Pause beim Wandern? Her mit den Proteinen!

Am dritten Verpflegungspunkt angekommen, nimmt Michel sich eine kleine Auszeit mit wärmendem Tee. Schon die Kilometer zuvor hat er auf eine ausreichende Wasserzufuhr und genügend proteinhaltige Nahrungsmittel, wie Nüsse oder Quäse Protein geachtet.

Den Proteinhaushalt bei so einer körperlich anstrengenden Herausforderung aufzufüllen, ist besonders wichtig.

Teilnehmer Michel steht vor dem blauen Quäse Stand an der Wegstrecke

Quäse: Wie hast Du Dich kurz vor der ersten Pausenstation gefühlt?

Michel: Die Höhenunterschiede auf den ersten Streckenabschnitten sind doch recht fordernd. Der Puls ging stark nach oben … Der Wechsel zwischen bergauf und bergab war aber gut. So kam ich wieder in den Rhythmus.

Quäse: Wie sieht es mit Deiner Motivation aus?

Michel: Nach 20 km Wandern schwindet sie ein wenig. Mir fällt auf, dass ich zu viel in den Rucksack gepackt habe ¬– die Beine werden von Kilometer zu Kilometer schwerer. Aber mit jeder Kilometermarkierung kommt ein Anflug von guter Laune. Zu sehen, dass ich mich dem Ziel nähere, fühlt sich gut an. Es gilt das Motto: Jeder Schritt bringt mich dem Ziel näher.

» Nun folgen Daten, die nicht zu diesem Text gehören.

PR #1292, opened 2024-12-15
Add coloring to repo names and version diff

### LINKED ISSUE #1291: add colors for repo names and version differences
add coloring of repo names  and version diffs like in yay

romanstingler:
closes #1291

I have also the cachyOS repositories installed 
and the colors are too often the same.
Therefore, I changed to use the repo name length, which appears to be different for each repo.

I had to add some code to calculate the length without the ANSI, so the padding would still be working as intended.


src/fmt.rs
```diff
@@ -443,13 +439,38 @@ pub fn print_install_verbose(config: &Config, actions: &Actions, devel: &HashSet
         });
 
         for pkg in &install {
-            println!(
```
Morganamilo, line 446: if println is going to overpad by the amount of characters we added by colouring. Can't we just do `package_len -= pkg_str.len() -  pkg.pkg.db().unwrap().name().len() - pkg.pkg.name().len() - 1` to calculate the difference like you have but keep using the `{:<package_len$}` and similar formatters instead of repeating strings.

Morganamilo (commented):
I'm not 100% sure on this. It's a lot of code (though i think can be shrunk down considerably).

The main issue is paru's goal is to look like pacman and this breaks away from that. It's not too outlandish like the upgrade menu and other yay formatting so I''m just unsure at the moment.

Maybe if for the diffs we used the gray pacman does when printing versions it would fit in more.

romanstingler:
> Maybe if for the diffs we used the gray pacman does when printing versions it would fit in more.
Hi, sorry but I don't get this sentence.

Only for the version number diffs, 
Or not color the version numbers
Or something different I don't get 
Thx

Morganamilo:
image

Pacman uses these colors to seperate the name from version. We could do the same thing for version diffs. Not sure how it will look though.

Quäse: Worauf freust Du Dich nach dem Megamarsch am meisten?

Michel: Auf eine warme Wanne und einen Sonntag auf der Couch!

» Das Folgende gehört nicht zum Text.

PR #1293, opened 2024-12-15
fix: handle EOF in user input prompts

### LINKED ISSUE #1190: Exit on Receving EOF
Currently paru continues to next step if it receives EOF.

romanstingler:
- Add proper EOF detection in ask() function
- Print " -> EOF" message when EOF is received
- Treat EOF as negative response
- Handle input read errors explicitly

closes #1190

image
image

### DIFF
--- a/src/util.rs
+++ b/src/util.rs
@@ -134,16 +134,27 @@ pub fn ask(config: &Config, question: &str, default: bool) -> bool {
     }
     let stdin = stdin();
     let mut input = String::new();
-    let _ = stdin.read_line(&mut input);
-    let input = input.to_lowercase();
-    let input = input.trim();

Ein weißes Schild am Wegesrand des Megamarsches. in schwarzer Schrift steht dort: 45 Kilometer. Ab einem gewissen Punkt wird es nicht mehr schlimmer.

Wie fühlt es sich an, 50 km zu Wandern?

An der Schlusslinie treffen wir Michel noch einmal. Er sieht überglücklich aus, die extrem fordernde Strecke trotz schwieriger Wetterbedingungen hinter sich gelassen zu haben – und das in sagenhaften 10 Stunden! Nach einem alkoholfreien Bier und einem proteinhaltigen Snack gratulieren wir ihm zu seiner Medaille.

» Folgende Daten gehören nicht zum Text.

PR #1298, opened 2024-12-16
update scraper crate dependency

romanstingler:


Morganamilo:
I pull dependency updates intermittently or before release. Unless there's a specific thing the update fixes or a code change paru needs to make for the update. These sort of PR's don't really achieve anything.

PR #1301, opened 2024-12-16
add PostBuildCommand

### LINKED ISSUE #1300: [Feature Request] Implement PostBuildCommand
**Have you checked the readme and man page for this feature?**
**Have you checked previous issues for this feature?**
I have this script I'd like to execute in the working directory of a built package that pushes the package to my self-hosted package cache. Could it be possible to implement a `PostBuildCommand` argument to have paru automatically invoke it for me?

romanstingler:
I have implemented the post-build command feature. Here's what I did:

1. Added post-build command parsing in `command_line.rs`:
   - Added handling for the `--post-build-command` argument
   - The argument requires a value which will be stored in `config.post_build_command`

2. Created a `post_build_command` function in `install.rs`:
   - Similar to `pre_build_command`, it executes a shell command after successful package build
   - The command has access to `PKGBASE` and `VERSION` environment variables
   - The command runs in the package build directory

3. Added post-build command execution in `install.rs`:
   - Called `post_build_command` after a successful package build
   - Only executes if a post-build command is configured

4. Added post-build command config in `config.rs`:
   - Added `PostBuildCommand` option to the config file parser
   - The command can be specified in the config file under the `[bin]` section

Users can specify a post-build command in these ways:

1. Via command line: `paru --post-build-command "your-command"`
2. Via config file: 

```ini
[bin]
PostBuildCommand = your-command
```

The command will receive:

- Current working directory set to the package build directory
- `PKGBASE`: The base package name
- `VERSION`: The package version

---

Tested with 
`cargo run -- -S vim-git --post-build-command "/tmp/code/paru/test.sh"`
and 
`paru.conf`
```
#
# Binary OPTIONS
#
[bin]
PostBuildCommand = "/tmp/code/paru/test.sh"
```

closes #1300

### DIFF
--- a/src/command_line.rs
+++ b/src/command_line.rs
@@ -366,6 +366,12 @@ impl Config {
             }
             Arg::Long("nosign") => self.sign = Sign::No,
             Arg::Long("nosigndb") => self.sign_db = Sign::No,
+            Arg::Long("post-build-command") => match value {
+                Ok(v) => {
+                    self.post_build_command = Some(v.to_string());
+                }
+                Err(_) => bail!(tr!("argument --post-build-command requires a value")),
+            },
             Arg::Long(a) if !arg.is_pacman_arg() && !arg.is_pacman_global() => {
                 bail!(tr!("unknown option --{}", a))
             }
@@ -448,6 +454,7 @@ fn takes_value(arg: Arg) -> TakesValue {
         Arg::Long("sign") => TakesValue::Optional,
         Arg::Long("signdb") => TakesValue::Optional,
         Arg::Long("mode") => TakesValue::Required,
+        Arg::Long("post-build-command") => TakesValue::Required,
         _ => TakesValue::No,
     }
 }
--- a/src/install.rs
+++ b/src/install.rs
@@ -607,6 +607,9 @@ impl Installer {
 
         self.add_pkg(config, base, repo, &pkgdests, &debug_paths)?;
         self.queue_install(base, &pkgdests, &debug_paths);
+
+        post_build_command(config, dir, base.package_base(), &version)?;
+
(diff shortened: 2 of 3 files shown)


src/command_line.rs
```diff
@@ -366,6 +366,12 @@ impl Config {
             }
             Arg::Long("nosign") => self.sign = Sign::No,
             Arg::Long("nosigndb") => self.sign_db = Sign::No,
+            Arg::Long("post-build-command") => match value {
```
Morganamilo, line 369: TakesValue::Required handles the error if a value is not provided. You can just do `value?` to get the value.

src/install.rs
```diff
@@ -607,6 +607,9 @@ impl Installer {
 
         self.add_pkg(config, base, repo, &pkgdests, &debug_paths)?;
         self.queue_install(base, &pkgdests, &debug_paths);
+
+        post_build_command(config, dir, base.package_base(), &version)?;
```
Morganamilo, line 611: I think the position is good, only difference to placing this 2 lines up is it will run after adding the package to the local repo. Which some person may find use in and there's no downside.

src/install.rs
```diff
@@ -1558,6 +1560,19 @@ fn pre_build_command(config: &Config, dir: &Path, base: &str, version: &str) ->
     Ok(())
 }
 
+fn post_build_command(config: &Config, dir: &Path, base: &str, version: &str) -> Result<()> {
```
Morganamilo, line 1563: This is basically identical to the function above. Maybe we turn this into just build_command() where we pass in the command then have tiny functions for pre and post build.

chovanecadam:
This is useful feature. I noticed that manpage is missing, see !539 for reference.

Quäse: Michel, wie hast Du den Megamarsch erlebt?

Michel: Als tolles Event! Alles war gut organisiert und die Strecke war sehr gut ausgeschildert. Alle Teilnehmer waren ausnahmslos nett und freundlich und es hat Spaß gemacht, Teil von etwas so Großem gewesen zu sein.

Quäse: Was war die größte Überraschung für Dich?

Michel: Ich war wirklich überrascht, wie viele ältere Menschen richtig fit waren und ein hohes Tempo laufen konnten. Meinen größten Respekt dafür! Ich hätte nie gedacht, dass ich die Strecke in einer so guten Zeit schaffen würde. Knapp unter zehn Stunden ist eine für mich großartige Leistung!

Quäse: Wie fühlt es sich an, Deine Grenzen ausgetestet zu haben?

Michel: Na, ja. Wenn man gerade dabei ist, fühlt es sich nicht so schön an. Man fragt sich immer: „Wieso tue ich mir das überhaupt an?“. Ist man aber am Ziel, fühlt es sich total erfüllend und gut an. Mein Kopf hat eindeutig über meine Beine gesiegt, sonst wären die letzten 10 km nicht möglich gewesen. Morgen erwartet mich sicher ein Muskelkater vom anderen Stern!

Quäse: Was würdest Du zukünftigen Teilnehmern raten?

Michel: Vorbereitung! Die sollte man auf jeden Fall betreiben. Die Challenge in einer Gruppe zu bewältigen ist auf jeden Fall viel angenehmer als allein. Außerdem ist eine gute Ausrüstung wirklich wichtig.

Quäse: Bist Du nächstes Jahr wieder beim Megamarsch dabei?

Michel: Ich bin mir noch nicht ganz so sicher. Aber doch, ich denke schon ¬– ja!